First past the post.

The simplest counting method — and the most consequential. Whoever has the most votes wins. The ballot is short, the rules fit on a postcard, and the math is grade school.

It rewards being the first preference of the largest minority. It punishes splits among allies. In a three-way race with one consensus candidate, plurality can hand the seat to whoever everyone agrees should be second.

  • 1791first U.S. House under plurality
  • ~58countries that use it for legislatures
  • 35.9%winning share with the lowest plurality (UK 2005)

02

Ranked-choice voting.

Voters list candidates in order of preference. The lowest-ranked candidate is eliminated round by round, and their ballots are redistributed to the next preference still standing.

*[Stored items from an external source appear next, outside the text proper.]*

PR #2473, opened 2024-03-05
feat: add connection points to finished detour panel

firestack:
This is a little on the larger size. I can break this up into separate frontend and backend PR's if that'd help but this should be reviewable by commit to help with that.

---
  - https://app.asana.com/0/0/1206694541310034

### DIFF
--- a/assets/tests/api.test.ts
+++ b/assets/tests/api.test.ts
@@ -400,7 +400,7 @@ describe("fetchShapeForRoute", () => {
 })
 
 describe("fetchFinishedDetour", () => {
-  test("fetches missed stops in finished detour", () => {
+  test("fetches a finished detour given a Route Pattern and connection points", () => {
     const stopData = stopDataFactory.buildList(3)
     const [connection_stop_start, connection_stop_end] =
       stopDataFactory.buildList(2)
--- a/assets/tests/api.test.ts
+++ b/assets/tests/api.test.ts
@@ -34,7 +34,12 @@ import routeTabFactory from "./factories/routeTab"
 import stopFactory from "./factories/stop"
 import * as browser from "../src/models/browser"
 import { string, unknown } from "superstruct"
-import { LocationType, RouteType, stopsFromData } from "../src/models/stopData"
+import {
+  LocationType,
+  RouteType,
+  stopFromData,
+  stopsFromData,
+} from "../src/models/stopData"
 import * as Sentry from "@sentry/react"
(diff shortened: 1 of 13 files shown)


assets/tests/api.test.ts
```diff
@@ -397,6 +402,50 @@ describe("fetchShapeForRoute", () => {
 describe("fetchFinishedDetour", () => {
   test("fetches missed stops in finished detour", () => {
     const stopData = stopDataFactory.buildList(3)
+    const [connection_stop_start, connection_stop_end] =
```
joshlarson, line 405: **Nit (non-blocking)**: I goofed the last time I edited this, but it might be good to update the test name above to reflect that we care about more than just missed stops. I would almost say that the test should just be `test("fetches all relevant fields in finished detour", /* ... */)` or something like that.

test/skate_web/controllers/detours_controller_test.exs
```diff
@@ -45,6 +49,57 @@ defmodule SkateWeb.DetoursControllerTest do
       assert %{"data" => %{"missed_stops" => [^expected_missed_stop]}} = json_response(conn, 200)
     end
 
+    @tag :authenticated
+    test "returns connection points", %{conn: conn} do
```
joshlarson, line 53: It sort of worries me that there's no test validating that this works when `connection_start`/`connection_end` are `nil`, but I did test it by hand (at least for `connection_end`) and it worked just fine.... and also the test itself could be kind of annoyingly repetitive. 

I'm kind of on the fence about this whether I would even add a test for this, because of ☝️ points, so I'm definitely not going to block approval on it! 😅

test/skate/detours/missed_stops_test.exs
```diff
@@ -37,9 +38,100 @@ defmodule Skate.Detours.MissedStopsTest do
         ]
       }
 
+      assert %MissedStops.Result{missed_stops: missed_stops} =
```
joshlarson, line 41: **Nit (non-blocking)**: Could this assertion and the one below it be combined into a single assertion?

joshlarson (approved):
I made a few comments, but they're all non-blocking. This looks great!

test/skate_web/controllers/detours_controller_test.exs
firestack: Going to followup with another PR to add test coverage for this

PR #30, opened 2025-04-06
Add Tectonic Pokedex

AlphaKretin:
There's a lot of work to be done on the Pokedex before it's ready, but I want to unify these two projects at this stage in development so that I can share resources like data and images


AlphaKretin:
There's more work to be done, but it's at a competent enough draft stage for me to want to push it to live... as soon as I figure out why the build is breaking on Vercel

PR #57, opened 2025-04-16
Load data from Tectonic repo

### LINKED ISSUE #56: Automatic, inbuilt PBS parsing
This could also include an automatic versioning system for team exports.
Unfortunately this would require converting all of the static data fetching to async methods, which is a pain to get working in React.
Instead I could perhaps rework my manual update pipeline to use the code from this and work all in one step.
This would also mean far fewer calls to fetch the data.

AlphaKretin:
Close #56 

The following data still needs to be updated to the new system/format:
- [ ] Encounters
- [x] Forms
- [ ] Trainers
- [ ] Trainer types

The following data needs to be loaded instead of hard-coded:
- [x] Types
- [x] Tribes
- [x] Type Chart
- [ ] Version (currently not implemented at all)

Other to-dos:
- [ ] Refactor systems to remove redundant handling (e.g. evolutions)
- [x] Handle lack of nulls in new system
- [ ] Fix matchup display with new type chart


AlphaKretin:
Given that `techo` is a dev branch, I'm comfortable merging this in its current state and making separate issues for the remaining to-dos

Issue #65, opened 2025-04-16
Refactor evolution handling to use data added by new PBS parsing


AlphaKretin:

Cincidial:
@AlphaKretin if you haven't started on this one I can it pick up?

AlphaKretin:
@Cincidial Absolutely, go ahead!

AlphaKretin:
forgot to have the pr merge close this! 🎉

PR #71, opened 2025-04-17
#65 Evolution Refactor

Cincidial:
Needs some polish still, but can probably be done later so this isn't blocking. 
- Sizing, mainly lines like scyther, but could use improvements elsewhere


AlphaKretin:
I'll take a look and at least clean up the build errors

src/app/pokedex/components/PokemonModal.tsx
```diff
@@ -249,11 +244,10 @@ const PokemonModal: React.FC<PokemonModalProps> = ({ pokemon: mon, onClose }) =>
...
                                     onClick={() => handleTabChange(tab)}
-                                    className={`px-4 py-2 text-sm font-medium ${
-                                        activeTab === tab
-                                            ? "text-blue-600 border-b-2 border-blue-600 dark:text-blue-400 dark:border-blue-400"
-                                            : "text-gray-500 hover:text-gray-700 dark:text-gray-300 dark:hover:text-gray-100"
-                                    }`}
+                                    className={`px-4 py-2 text-sm font-medium ${activeTab === tab
+                                        ? "text-blue-600 border-b-2 border-blue-600 dark:text-blue-400 dark:border-blue-400"
+                                        : "text-gray-500 hover:text-gray-700 dark:text-gray-300 dark:hover:text-gray-100"
+                                        }`}
```
Cincidial, line 250: Note for myself, looks like my vscode auto formats this to be different on save.

AlphaKretin: I'll try and copy my VSCode settings locally so they're part of the repo

Cincidial:
> I'll take a look and at least clean up the build errors

Cool cool, no worries though if you are working on other things. I'll continue working through this tomorrow.

Cincidial:
Also, just tagging the related issue #65

src/app/data/util.ts
```diff
@@ -11,3 +11,84 @@ export function isNull(o: Pokemon | Move | Trainer | Ability | Item | undefined)
...
+
+    ascendParents(fn: (node: NTreeNode<T>) => void) {
+        let node: NTreeNode<T> | null = this;
+        while (node != null) {
+            fn(node)
+            node = node.parent;
+        }
+    }
+
+    asBreadthFist(): NTreeNode<T>[][] {
```
Cincidial, line 82: Typo to fix

src/app/pokedex/components/PokemonModal.tsx
```diff
@@ -413,44 +406,39 @@ const PokemonModal: React.FC<PokemonModalProps> = ({ pokemon: mon, onClose }) =>
...
-                                                        {describeEvoMethod(prevo)}
-                                                    </li>
-                                                ))}
-                                            </ul>
-                                        </div>
-                                    ) : (
-                                        <p className="text-gray-600 dark:text-gray-300">No previous evolutions.</p>
-                                    )}
+                                    {currentPokemon.evolutionTree.isLeaf()
+                                        ? (<p className="text-gray-600 dark:text-gray-300">No further evolutions.</p>)
```
Cincidial, line 410: Forgot to change this text.

AlphaKretin:
image
Issue: first-stage pokemon are marked as a previous evolution for themselves

src/app/data/util.ts
```diff
@@ -71,11 +71,12 @@ export class NTreeNode<T> {
         return null;
     }
 
+    // recursion pattern modified to avoid aliasing "this" to local variable
+    // hopefully still works as expected
```
Cincidial, line 75: Oh no yeah this is totally the way to do it, dunno what I was doing haha

src/app/data/signatures.ts
```diff
@@ -81,7 +81,7 @@ function getMoveLearnableGroups(): MoveCounts {
     });
 
     Object.values(pokemon).forEach((speciesData) => {
-        if (speciesData.getEvos().length > 0) return;
+        if (speciesData.isFinalEvo()) return;
```
AlphaKretin, line 84: This (and its cousin 40 lines up) should be negated, the way Tectonic assigns signatures is to *only* final evos

Cincidial:
@AlphaKretin - aside from anything the comes up with review this should be okay to bring in. Some polish needed still, but can be done later so it's not blocking.

.vscode/settings.json
```diff
@@ -0,0 +1,5 @@
+{
+    "prettier.tabWidth": 4,
+    "prettier.printWidth": 120,
+    "editor.defaultFormatter": "esbenp.prettier-vscode"
```
Cincidial, line 4: I added this line so it should only apply to this project, I think?
Otherwise if set in VSCode user settings it will apply to other projects

AlphaKretin: Yep this is a good call

Cincidial:
For sure, I just kinda tossed some stuff in utility and was hoping you had a preferred place haha.

Yeah I'm still thinking of how to fix trees like that. That reavor column would essentially need a fake element above it to push it down. 
Alternatively, each evolution branch can instead be rendered on its own - so in this case there would be 2 rows both showing scyther.

AlphaKretin:
Actually I'm gonna merge first and then make the changes I'm thinking of. 🚀

AlphaKretin:
Something I had on my mind that I forgot to say or test was if the NTreeNode in LoadedPokemon would mess with the data saving, but I just gave it a test now and it seems not! Phew.

Cincidial:
@AlphaKretin - I tried having it be saved so it didn't need to be generated, but yeah that caused cyclic dependency.

So it just saves with null and is built for the user when their scripts get loaded

PR #75, opened 2025-04-18
Add option to fetch data from Tectonic development branch

### LINKED ISSUE #72: Allow optionally getting and using data from Tectonic dev branch
Would be useful for developers and contributors, would allow earlier testing of the versioning in the team builder, and would allow us to prepare in advance for the pokemon.txt format changes I know are coming.
Possibly have as a second hosted instance, rather than an option on the public website. This would avoid having to write a bunch of branches into the website code, and if desirable might allow keeping the dev version restricted to devs.

AlphaKretin:
Close #72 
To load data from dev instead of main, run the `npm run data` command with the extra `dev` parameter, i.e. `npm run data dev`.

### DIFF
--- a/src/app/data/loading/loadData.ts
+++ b/src/app/data/loading/loadData.ts
@@ -7,7 +7,7 @@ import { parseForms } from "./forms";
 import { parseItems } from "./items";
 import { parseMoves } from "./moves";
 import { parsePokemon, parsePokemonLegacy, propagatePokemonData } from "./pokemon";
-import { parseTribes } from "./tribes";
+import { parseTribes, parseTribesLegacy } from "./tribes";
 import { buildTypeChart, TypeChart } from "./typeChart";
 import { parsePokemonTypes } from "./types";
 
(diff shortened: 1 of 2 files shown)


AlphaKretin:
The backend data should all be updated with this, just need to decide how to use it 
- Allow choosing between data sets during runtime (most convenient for users, hardest to implement for us)
- Save multiple data sets and allow choosing between them on boot (good for archival, still non-trivial to implement)
- Have one data set loaded and leave it up to the host to change it when desired (no changes needed to implement, more effort for the host to maintain)

AlphaKretin:
Confirmed team import/export works across versions. *May* want to add explicit handling for move/ability legality changes, but the current symptom isn't the biggest deal.

For reference, team codes for my "Charmer" team seen on the old teambuilder spreadsheet:
`3.2.1!AMMB1QB2AAAB4QEMARkCvw==!ASwAqgBZAAAAGwQkA/gAGQ==!AnwA+wB+AAAB4QNrAPMBUA==!AiQBbwBfAAADlgJQA6cBlg==!ATEAbP//AAAA0ALmAJYBLA==!A5sBoQBVAAABLgQaAgwAGw==`

`dev!ANcB4gB3AAABwQD3AQMClA==!AZoApwBaAAAAFgQhA/P//w==!AvsA/QB/AAABwQNRAN8BOg==!ApIBeABgAAADgAInA48Bew==!AaEAa///AAAAwQK6AIsBFg==!AEgBqwBWAAABGAQVAeYAFg==`

AlphaKretin:
I suppose since one of the possible modes proposed above is currently functional, I can merge this and then make an issue to discuss if we change it

Issue #73, opened 2025-04-17
Improve appearance of Scyther evolution line


AlphaKretin:
![image](https://github.com/user-attachments/assets/9058de4a-431f-439b-8257-ca4e4ca96634)
> Yeah I'm still thinking of how to fix trees like that. That reavor column would essentially need a fake element above it to push it down.
Alternatively, each evolution branch can instead be rendered on its own - so in this case there would be 2 rows both showing scyther.

AlphaKretin:
Rendering multiple Scythers wouldn't be the worst option, the current solution does look a little janky with the two arrows not quite actually coming from it.

Cincidial:
I'll pick this issue up and see if there's a way to get things lookin' nice.

AlphaKretin:
forgor to make the pr merge close this again

PR #85, opened 2025-04-18
#73 Evolution Polish

Cincidial:
Made each evolution branch it's own row to account for cases like scyther and snorunt, who have paths with different depths. In general, most pokemon only have one path so it looks the same as before, for more specific cases though here's some screen shots:

image
image
image


Cincidial:
Actually, wait I see a lot of changes in main, just gunna sync and see if anything breaks lol

AlphaKretin:
Vercel seems to be confused by the changes to the build process happening in the middle of the PR but it all looks good on my end so hopefully it'll work when it's merged to main. Thanks for this!

AlphaKretin:
yea we're good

RCV (also called instant-runoff) reduces the spoiler effect and lets voters express nuance without throwing their ballot away. The math is heavier; the user experience is — with a good ballot — not noticeably harder.

  1. round 1 No one clears 50%.
  2. round 2 Last-place candidate eliminated; ballots redistributed.
  3. round 3 Repeat until a majority winner emerges.

03

Approval voting.

Vote for as many candidates as you approve of. The candidate approved by the most voters wins. No ranking, no rounds.

Approval is unusually robust to the spoiler effect because adding a candidate cannot hurt the candidates a voter already approves of. Critics note it asks voters to pre-decide a personal threshold — what counts, for them, as “acceptable”?

Simple ballot
Spoiler-resistant
Cheap to count
No intensity signal

04

Single transferable vote.

A multi-winner generalization of ranked choice. Used to elect a body, not a person. Surplus votes from winners transfer to next-preferences; losers are eliminated and theirs do too.

STV is the closest practical thing to proportional representation while keeping local geographic representation intact. Ireland and Malta have used it for nearly a century; the Australian Senate uses it now.

quota   = floor(votes / (seats + 1)) + 1
elected = candidates with first-prefs ≥ quota
surplus = (elected_votes − quota) * weight

05

The threshold question.

Every system asks the voter for some unit of preference. Plurality asks for one favorite. Approval asks for a set. Ranked methods ask for an order. Score systems ask for a number.

There is no neutral choice. The shape of the ballot shapes the politics that follow. Choosing a voting system is not a technical question with a hidden right answer — it is itself a vote, cast at the level of the rules.

“Every electoral system creates the electorate it claims to measure.”